Airgun exploration is not only a gateway drug to offshore drilling but, as the scientific community has recognized, a major assault on the oceans in itself.  Imagine dynamite going off in your neighborhood every 10 seconds for days, weeks, and months on end.  Now imagine that you depend on your hearing to feed, mate, communicate, and do just about everything else necessary for survival.  That’s the situation that endangered whales, commercial fish, and other marine wildlife are facing with today’s announcement.  The video below shows a single airgun going off in a test pool; a large seismic array can harness more than twenty airguns going off at once.

     

Already industry has submitted nine applications from oil and gas companies and seismic contractors; together, those applications propose literally hundreds of thousands of miles of seismic blasting.  And no doubt there are others waiting in the wings.  Because of the enormous distances sound can travel in the ocean, the dangerous noise from this activity cannot remotely be confined to the waters off individual states that encourage it.  Some impacts—particularly on the great baleen whales—would extend many hundreds of miles, affecting states as far north as New England.  Fish and fisheries could be affected for tens of miles around every seismic ship.

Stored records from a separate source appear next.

PR #434, opened 2023-08-15
fix!: add escaped abspath header

hacdias:
See https://github.com/ipfs/kubo/issues/10065 and https://github.com/golang/go/issues/60674.

**Problem:** we used to send binary data in `abspath` header when sending multipart requests. This is not compliant to the RFC but used to be allowed by Go (see linked issue). It is no longer possible to read multipart requests with binary data on their headers from Go 1.20.

**Solution:** add a new header with the encoded version of the `abspath`. Unfortunately, we cannot send both the old and the new header, as Go 1.20 parses all headers when reading the multipart "part" and immediately fails. Therefore, we have to be careful. In this PR, we add an option to `NewMultiFileReader`: this option will tell which header to use. See code for more details.

### DIFF
--- a/CHANGELOG.md
+++ b/CHANGELOG.md
@@ -33,6 +33,12 @@ The following emojis are used to highlight certain changes:
 
 - HTTP Gateway API: Not having a block will result in a 5xx error rather than 404
 - HTTP Gateway API: CAR requests will return 200s and a CAR file proving a requested path does not exist rather than returning an error
+- 🛠 `MultiFileReader` has been updated with a new header with the encoded file name instead of the plain filename, due to a regression found in  [`net/textproto`](https://github.com/golang/go/issues/60674). This only affects files with binary characters in their name. By keeping the old header, we maximize backwards compatibility.
+  |            | New Client | Old Client  |
+  |------------|------------|-------------|
+  | New Server | ✅         | 🟡*         |
+  | Old Server | ✅         | ✅          |
+   *Old clients can only send Unicode file paths to the server.
 
 ### Security
 
--- a/files/multifilereader.go
+++ b/files/multifilereader.go
@@ -29,19 +29,26 @@ type MultiFileReader struct {
 	// if true, the content disposition will be "form-data"
 	// if false, the content disposition will be "attachment"
 	form bool
+
+	// if true, 'abspath' header will be sent with raw (potentially binary) file
+	// name. This must only be used for legacy purposes to talk with old servers.
+	// if false, 'abspath-encoded' header will be sent with %-encoded filename
+	rawAbsPath bool
 }
 
 // NewMultiFileReader constructs a MultiFileReader. `file` can be any `commands.Directory`.
 // If `form` is set to true, the Content-Disposition will be "form-data".
-// Otherwise, it will be "attachment".
-func NewMultiFileReader(file Directory, form bool) *MultiFileReader {
+// Otherwise, it will be "attachment". If `rawAbsPath` is set to true, the
+// "abspath" header will be sent. Otherwise, the "abspath-encoded" header will be sent.
+func NewMultiFileReader(file Directory, form, rawAbsPath bool) *MultiFileReader {
 	it := file.Entries()
 
 	mfr := &MultiFileReader{
-		files: []DirIterator{it},
-		path:  []string{""},
-		form:  form,
-		mutex: &sync.Mutex{},
+		files:      []DirIterator{it},
+		path:       []string{""},
+		form:       form,
+		rawAbsPath: rawAbsPath,
+		mutex:      &sync.Mutex{},
 	}
 	mfr.mpWriter = multipart.NewWriter(&mfr.buf)
 
@@ -114,7 +121,12 @@ func (mfr *MultiFileReader) Read(buf []byte) (written int, err error) {
 
 			header.Set("Content-Type", contentType)
 			if rf, ok := entry.Node().(FileInfo); ok {
-				header.Set("abspath", rf.AbsPath())
+				if mfr.rawAbsPath {
+					// Legacy compatibility with old servers.
+					header.Set("abspath", rf.AbsPath())
+				} else {
+					header.Set("abspath-encoded", url.QueryEscape(rf.AbsPath()))
+				}
 			}
 
 			_, err := mfr.mpWriter.CreatePart(header)
--- a/files/multifilereader_binary_go119_test.go
+++ b/files/multifilereader_binary_go119_test.go
@@ -1,0 +1,10 @@
+//go:build !go1.20
+
+package files
+
+import "testing"
+
+func TestAbspathHeaderWithBinaryFilenameSucceeds(t *testing.T) {
+	// Simulates old client talking to old server (< Go 1.20).
+	runMultiFileReaderToMultiFileTest(t, true, true, false)
+}
--- a/files/multifilereader_binary_go120_test.go
+++ b/files/multifilereader_binary_go120_test.go
@@ -1,0 +1,13 @@
+//go:build go1.20
+
+package files
+
+import (
+	"testing"
+)
+
+func TestAbspathHeaderWithBinaryFilenameFails(t *testing.T) {
+	// Simulates old client talking to new server (>= Go 1.20). Old client will
+	// send the binary filename in the regular headers and the new server will error.
+	runMultiFileReaderToMultiFileTest(t, true, true, true)
+}
--- a/files/multifilereader_test.go
+++ b/files/multifilereader_test.go
@@ -10,91 +10,89 @@ import (
 
 var text = "Some text! :)"
 
-func TestMultiFileReaderToMultiFile(t *testing.T) {
-	do := func(t *testing.T, binaryFileName, rawAbsPath, expectFailure bool) {
-		var (
-			filename string
-			file     File
-		)
+func makeMultiFileReader(t *testing.T, binaryFileName, rawAbsPath bool) (string, *MultiFileReader) {
+	var (
+		filename string
+		file     File
+	)
 
-		if binaryFileName {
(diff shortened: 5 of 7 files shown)


Jorropo (changes requested):
So after discussions with @aschmahmann about concerns of silent breaking changes and @hacdias about fixing this, we are gonna go with this solution for binary file names in the `ipfs add` endpoint:
- leave current `abspath` header as-is, this header wont support binary encoded filepaths anymore due to the change in golang std;
- add a new `abspath-percent` header that is exactly like `abspath` but `url.QueryEscape`ed, kubo will then prefer using `abspath-percent` if present but use `abspath` if not
- new clients will send both headers

This gives us this compatibility table:
|            | New Client                            | Old Client                    |
|------------|---------------------------------------|-------------------------------|
| New Server | Works fully through `abspath-percent` | Binary file paths do not work  |
| Old Server | Works fully through `abspath`         | Works fully through `abspath` |

I don't know if headers are lazily or not decoded, so we might need to add an other response header indicating if `abspath-percent` is supported and do a HEAD request to identify if we are talking to a new or old server.

hacdias:
Note that this will be more involved than initially planned. The current PR is not yet ready. We cannot send both headers at the same time. The `net/textproto` package will decode all headers immediately and therefore fail if it sees the new header. Therefore, we need to be able to detect at the client if the server is "new enough".

My idea is to add a new argument to `NewMultiFileReader` where we indicate if we want to send the raw absolute path or the new encoded one. I don't see where else to do this. This is used in the following places:

- `kubo/client/rpc` in 2 places
- `go-ipfs-cmds` (I would argue this should be part of Kubo) in 2 places
- `go-ipfs-api` in 6 places

In those 3 packages. My idea is to just fetch `/api/v0/version` once at the first time it is required. Check if Kubo version if `>= 0.23.0` (including dev versions). I don't think this will be a necessarily easy change.

Jorropo:
~~I was thinking the server would have a new `Support-Percent-Abspath-Header` then `NewMultiFileReader` would start with a `HEAD` request. I guess this would be less efficient because we would need to check each time, or cache it once.
I think a new option is fine as long as you follow the functional option parameters (so it defaults to `%` encoding unless you explicitly ask it not to)~~

Edit: this code does not do HTTP stuff, it just handles readers and writers, @hacdias options looks the least awful one that is still somewhat backward compatible.

CHANGELOG.md
```diff
@@ -32,6 +32,11 @@ The following emojis are used to highlight certain changes:
 ### Fixed
 
 - Address a Bitswap findpeers / connect race condition that can prevent peer communication ([#435](https://github.com/ipfs/boxo/issues/435))
+- 🛠 `MultiFileReader` has been updated with a new header with the encoded file name instead of the plain filename, due to a regression found in  [`net/textproto`](https://github.com/golang/go/issues/60674). This only affects files with binary characters in their name. By keeping the old header, we maximize backwards compatibility.
+  |            | New Client | Old Client  |
+  |------------|------------|-------------|
+  | New Server | ✅         | ❌          |
+  | Old Server | ✅         | ✅          |
```
Jorropo:
```suggestion
  |            | New Client | Old Client  |
  |------------|------------|-------------|
  | New Server | ✅         | *🟡         |
  | Old Server | ✅         | ✅          |
  *Old clients can only send ASCII file paths to the server.
```

Jorropo: Actually do you know if it is ASCII or unicode ?

Jorropo (approved):
LGTM

files/multifilereader.go
```diff
@@ -114,7 +121,12 @@ func (mfr *MultiFileReader) Read(buf []byte) (written int, err error) {
 
 			header.Set("Content-Type", contentType)
 			if rf, ok := entry.Node().(FileInfo); ok {
-				header.Set("abspath", rf.AbsPath())
+				if mfr.rawAbsPath {
+					// Legacy compatibility with old servers.
+					header.Set("abspath", rf.AbsPath())
+				} else {
+					header.Set("abspath-encoded", url.QueryEscape(rf.AbsPath()))
+				}
```
lidel, line 129: @hacdias unsure if useful, but there is prior art in HTTP stack for doing this kind of thing without introducing a new header.

We could implement signaling convention from [RFC6266](https://httpwg.org/specs/rfc6266.html) and keep a single  `abspath` header + remove need for passing `rawAbsPath bool`. 

This way we have one header and:

- If filename is ascii-only, nothing changes:
  ```
  Abspath:  resume.txt
  ```
- If we have non-ASCII characters, like `résumé.txt` then we do `url.QueryEscape` AND  prefix it with `utf-8''`: 
  ```
  Abspath:  utf-8''r%C3%A9sum%C3%A9.txt
  ```

Receiving end knows if they need to un-escape based on the presence of `utf-8''` prefix.

Just food for thought.

files/multifilereader_test.go
```diff
@@ -19,57 +21,62 @@ func getTestMultiFileReader(t *testing.T) *MultiFileReader {
...
-	}
+	t.Run("With Header 'abspath'", func(t *testing.T) {
+		do(t, true)
+	})
 
-	if it.Next() || it.Err() != nil {
-		t.Fatal("iterator didn't work as expected")
-	}
+	t.Run("With Header 'abspath-encoded'", func(t *testing.T) {
+		do(t, false)
```
lidel: :warning: we only have tests for ASCII, would be good to add  separate one for `résumé.txt` to truly test `abspath-encoded`

lidel (changes requested):
Seems to be missing test for scenario with non-ASCII `abspath` this PR is trying to fix?
(+ might be simplified – see comment inline, but that is fine to disregard)

files/multifilereader.go
hacdias: @lidel I see. We can then go around and use the same header. However, we still need to pass some variable (like `rawAbsPath`). This is client code. The client has to know if they're talking to an old server or not. The old server will not support decoding `utf-8''`-starting-headers. Therefore, we still have to send the right one.

CHANGELOG.md
hacdias: @Jorropo from my tests it seems to be Unicode.

files/multifilereader.go
hacdias: That considered, I don't think this would necessarily simplify. What do you think?

hacdias:
~~@lidel, as asked (makes sense), I added tests with the new header and **binary filenames**. Surprise surprise: our CI is still running on Go 1.19 for `go this`. Therefore, all tests will fail on `go this` and pass on `go next`. Therefore, this is likely blocked by #431 unless we want to be merging failing tests.~~

Fixed with separate tests with tags as per @Jorropo's suggestion.

files/readerfile.go
```diff
@@ -21,6 +21,10 @@ func NewBytesFile(b []byte) File {
 	return &ReaderFile{"", bytesReaderCloser{bytes.NewReader(b)}, nil, int64(len(b))}
 }
 
+func NewBytesFileWithPath(abspath string, b []byte) File {
```
hacdias: Maybe I should unexport is.

files/multifilereader.go
lidel: Agree, keeping two headers covers more edge cases with the smallest amount of work. 
We can use `utf-8''` thing in the future, but for now let's keep `abspath-encoded`.

(iiuc tgus header is only used with [`--nocopy` from Filestore, which is still marked  as experiment](https://github.com/ipfs/kubo/blob/master/docs/experimental-features.md#ipfs-filestore) in Kubo)

files/multifilereader_binary_go119_test.go
```diff
@@ -0,0 +1,10 @@
+//go:build !go1.20
```
lidel, line 1: :thought_balloon:  @hacdias would it be better to have `go1.19` here to avoid the problem when we try to build with `go1.21`? my understanding is that 21 will behave the same way as 20, and we don't need to worry about <19.
```suggestion
//go:build go1.19
```

files/multifilereader_binary_go120_test.go
```diff
@@ -0,0 +1,13 @@
+//go:build go1.20
```
lidel, line 1:
```suggestion
//go:build !go1.19
```

lidel (approved):
The tests look hairy, but acceptable given this header is only used for [experimental filestore feature in Kubo](https://github.com/ipfs/kubo/blob/master/docs/experimental-features.md#ipfs-filestore).  We will have to revisit code related to `--nocopy` at some point anyway.
Small nit inline but lgtm.

files/multifilereader_binary_go119_test.go
Jorropo: the `go1.20` tag will be set in 1.21 too.

files/multifilereader_binary_go120_test.go
Jorropo: This is wrong `go1.19` is set when building with 1.20 or 1.21 so this will only trigger for `1.18` and bellow.
Generally the tag `go1.X` is set for releases of go `>= 1.X`.

files/multifilereader_binary_go119_test.go
hacdias: I'm marking this as resolved due to @Jorropo explanation.

files/multifilereader_binary_go120_test.go
hacdias: I'm marking this as resolved due to @Jorropo explanation.

hacdias:
@Jorropo @lidel we need to **release** this before we bubble up to https://github.com/ipfs/go-ipfs-api/pull/305 and https://github.com/ipfs/go-ipfs-cmds/pull/243 so we don't have commit tags. Only when those two are merged can we also update Kubo.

The cynicism behind today’s announcement is how much it defers the hard decisions to later.  Given the sheer size of their environmental footprint, the only way to meaningfully reduce harm from seismic surveys is to limit them: to strictly limit the areas in which they can occur, or the amount of activity that can take place overall within a region.  BOEM has declined to do that, promising instead to consider these options when it looks at individual applications.  That and about fifty dollars will buy you a share of BP.

The scientific community, conservation community, Congressional reps, and fishermen have all called on the administration to put on the brakes, but to little avail.  Greener alternative technologies that could substantially cut the environmental footprint of airguns in many areas are already well into development and could be available for commercial use in three years or less.  Yet the administration is opening the floodgates now.

As I’ve said in the past, offshore oil is a snake oil cure.  Green-lighting seismic in the Atlantic is just one of many ways the federal government is coddling Big Oil and supporting its monopoly on our fuel supply.  The administration must not be allowed to sacrifice wildlife and the environment for this false promise.